What you have to do
Retype, word for word, each line between the lines holding "PR #3580, opened 2021-02-18" and "Thats odd, I", inclusive, and leave the rest of the data alone.

Supplied data
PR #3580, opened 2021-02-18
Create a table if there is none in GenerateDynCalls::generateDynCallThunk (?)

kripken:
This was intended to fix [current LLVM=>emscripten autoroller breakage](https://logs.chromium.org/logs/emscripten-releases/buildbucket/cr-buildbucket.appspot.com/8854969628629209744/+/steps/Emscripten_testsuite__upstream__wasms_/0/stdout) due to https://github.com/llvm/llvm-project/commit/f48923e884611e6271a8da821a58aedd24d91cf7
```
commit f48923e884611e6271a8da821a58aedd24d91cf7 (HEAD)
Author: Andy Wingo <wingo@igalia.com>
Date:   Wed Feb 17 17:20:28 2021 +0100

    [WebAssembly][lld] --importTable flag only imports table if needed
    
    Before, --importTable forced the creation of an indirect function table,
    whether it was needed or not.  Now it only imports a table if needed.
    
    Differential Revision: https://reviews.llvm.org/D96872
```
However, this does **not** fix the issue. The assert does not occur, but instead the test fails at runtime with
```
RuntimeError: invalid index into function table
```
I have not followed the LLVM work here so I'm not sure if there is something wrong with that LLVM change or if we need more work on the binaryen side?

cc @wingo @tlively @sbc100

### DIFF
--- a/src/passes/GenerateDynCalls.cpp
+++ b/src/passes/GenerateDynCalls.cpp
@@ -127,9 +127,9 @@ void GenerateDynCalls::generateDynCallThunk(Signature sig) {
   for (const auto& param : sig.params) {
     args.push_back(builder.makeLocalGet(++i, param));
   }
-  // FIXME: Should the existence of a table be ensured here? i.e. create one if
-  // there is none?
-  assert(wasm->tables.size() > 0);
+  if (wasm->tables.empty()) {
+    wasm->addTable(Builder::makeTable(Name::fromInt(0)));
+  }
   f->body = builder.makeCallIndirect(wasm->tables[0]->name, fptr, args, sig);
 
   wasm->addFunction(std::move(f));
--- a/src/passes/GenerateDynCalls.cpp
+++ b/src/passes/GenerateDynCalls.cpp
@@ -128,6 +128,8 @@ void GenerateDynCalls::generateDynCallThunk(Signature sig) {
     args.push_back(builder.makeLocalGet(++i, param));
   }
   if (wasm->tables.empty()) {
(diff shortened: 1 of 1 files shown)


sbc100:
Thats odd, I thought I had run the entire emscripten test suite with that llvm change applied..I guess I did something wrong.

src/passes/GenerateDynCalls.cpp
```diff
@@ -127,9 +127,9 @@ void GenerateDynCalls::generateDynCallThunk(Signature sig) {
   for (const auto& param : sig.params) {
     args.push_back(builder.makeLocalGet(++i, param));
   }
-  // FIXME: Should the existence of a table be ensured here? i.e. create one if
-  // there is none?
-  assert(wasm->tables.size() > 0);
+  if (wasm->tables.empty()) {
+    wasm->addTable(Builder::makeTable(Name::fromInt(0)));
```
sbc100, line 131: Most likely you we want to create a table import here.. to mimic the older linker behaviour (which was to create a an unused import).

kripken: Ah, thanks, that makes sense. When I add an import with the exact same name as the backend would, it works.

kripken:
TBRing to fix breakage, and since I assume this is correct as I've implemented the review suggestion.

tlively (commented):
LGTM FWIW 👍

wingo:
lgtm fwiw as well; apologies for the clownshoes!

* * *

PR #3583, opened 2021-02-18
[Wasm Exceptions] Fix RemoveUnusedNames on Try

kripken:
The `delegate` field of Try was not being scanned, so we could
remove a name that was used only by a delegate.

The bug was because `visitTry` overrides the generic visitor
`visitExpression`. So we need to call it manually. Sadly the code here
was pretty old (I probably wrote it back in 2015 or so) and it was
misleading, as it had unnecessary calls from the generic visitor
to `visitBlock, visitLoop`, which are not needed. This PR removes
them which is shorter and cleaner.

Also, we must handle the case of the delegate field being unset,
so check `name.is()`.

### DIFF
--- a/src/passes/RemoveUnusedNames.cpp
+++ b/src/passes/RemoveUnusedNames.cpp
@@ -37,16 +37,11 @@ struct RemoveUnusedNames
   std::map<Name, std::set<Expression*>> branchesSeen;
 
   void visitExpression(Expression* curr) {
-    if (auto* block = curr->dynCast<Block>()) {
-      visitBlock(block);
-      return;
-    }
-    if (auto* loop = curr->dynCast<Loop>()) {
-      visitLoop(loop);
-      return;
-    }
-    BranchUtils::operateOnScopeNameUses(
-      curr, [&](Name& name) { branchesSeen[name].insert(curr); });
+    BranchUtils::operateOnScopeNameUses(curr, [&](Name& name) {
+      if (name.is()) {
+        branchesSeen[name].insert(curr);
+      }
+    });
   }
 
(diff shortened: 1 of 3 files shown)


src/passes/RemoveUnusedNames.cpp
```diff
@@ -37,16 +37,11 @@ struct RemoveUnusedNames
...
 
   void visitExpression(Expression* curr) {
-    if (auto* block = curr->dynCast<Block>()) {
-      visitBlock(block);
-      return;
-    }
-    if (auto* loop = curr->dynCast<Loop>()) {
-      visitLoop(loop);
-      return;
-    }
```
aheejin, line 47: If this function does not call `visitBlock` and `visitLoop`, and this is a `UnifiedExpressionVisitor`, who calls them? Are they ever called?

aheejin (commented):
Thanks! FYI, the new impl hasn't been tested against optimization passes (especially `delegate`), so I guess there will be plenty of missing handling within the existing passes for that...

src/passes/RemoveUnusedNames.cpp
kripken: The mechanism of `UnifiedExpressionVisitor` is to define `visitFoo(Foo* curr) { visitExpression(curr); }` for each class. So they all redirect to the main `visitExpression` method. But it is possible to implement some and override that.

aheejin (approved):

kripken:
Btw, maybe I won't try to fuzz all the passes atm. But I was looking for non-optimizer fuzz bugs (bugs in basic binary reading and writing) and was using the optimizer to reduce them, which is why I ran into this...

Task solution
PR #3580, opened 2021-02-18
Create a table if there is none in GenerateDynCalls::generateDynCallThunk (?)

kripken:
This was intended to fix [current LLVM=>emscripten autoroller breakage](https://logs.chromium.org/logs/emscripten-releases/buildbucket/cr-buildbucket.appspot.com/8854969628629209744/+/steps/Emscripten_testsuite__upstream__wasms_/0/stdout) due to https://github.com/llvm/llvm-project/commit/f48923e884611e6271a8da821a58aedd24d91cf7
```
commit f48923e884611e6271a8da821a58aedd24d91cf7 (HEAD)
Author: Andy Wingo <wingo@igalia.com>
Date:   Wed Feb 17 17:20:28 2021 +0100

    [WebAssembly][lld] --importTable flag only imports table if needed
    
    Before, --importTable forced the creation of an indirect function table,
    whether it was needed or not.  Now it only imports a table if needed.
    
    Differential Revision: https://reviews.llvm.org/D96872
```
However, this does **not** fix the issue. The assert does not occur, but instead the test fails at runtime with
```
RuntimeError: invalid index into function table
```
I have not followed the LLVM work here so I'm not sure if there is something wrong with that LLVM change or if we need more work on the binaryen side?

cc @wingo @tlively @sbc100

### DIFF
--- a/src/passes/GenerateDynCalls.cpp
+++ b/src/passes/GenerateDynCalls.cpp
@@ -127,9 +127,9 @@ void GenerateDynCalls::generateDynCallThunk(Signature sig) {
   for (const auto& param : sig.params) {
     args.push_back(builder.makeLocalGet(++i, param));
   }
-  // FIXME: Should the existence of a table be ensured here? i.e. create one if
-  // there is none?
-  assert(wasm->tables.size() > 0);
+  if (wasm->tables.empty()) {
+    wasm->addTable(Builder::makeTable(Name::fromInt(0)));
+  }
   f->body = builder.makeCallIndirect(wasm->tables[0]->name, fptr, args, sig);
 
   wasm->addFunction(std::move(f));
--- a/src/passes/GenerateDynCalls.cpp
+++ b/src/passes/GenerateDynCalls.cpp
@@ -128,6 +128,8 @@ void GenerateDynCalls::generateDynCallThunk(Signature sig) {
     args.push_back(builder.makeLocalGet(++i, param));
   }
   if (wasm->tables.empty()) {
(diff shortened: 1 of 1 files shown)


sbc100:
Thats odd, I thought I had run the entire emscripten test suite with that llvm change applied..I guess I did something wrong.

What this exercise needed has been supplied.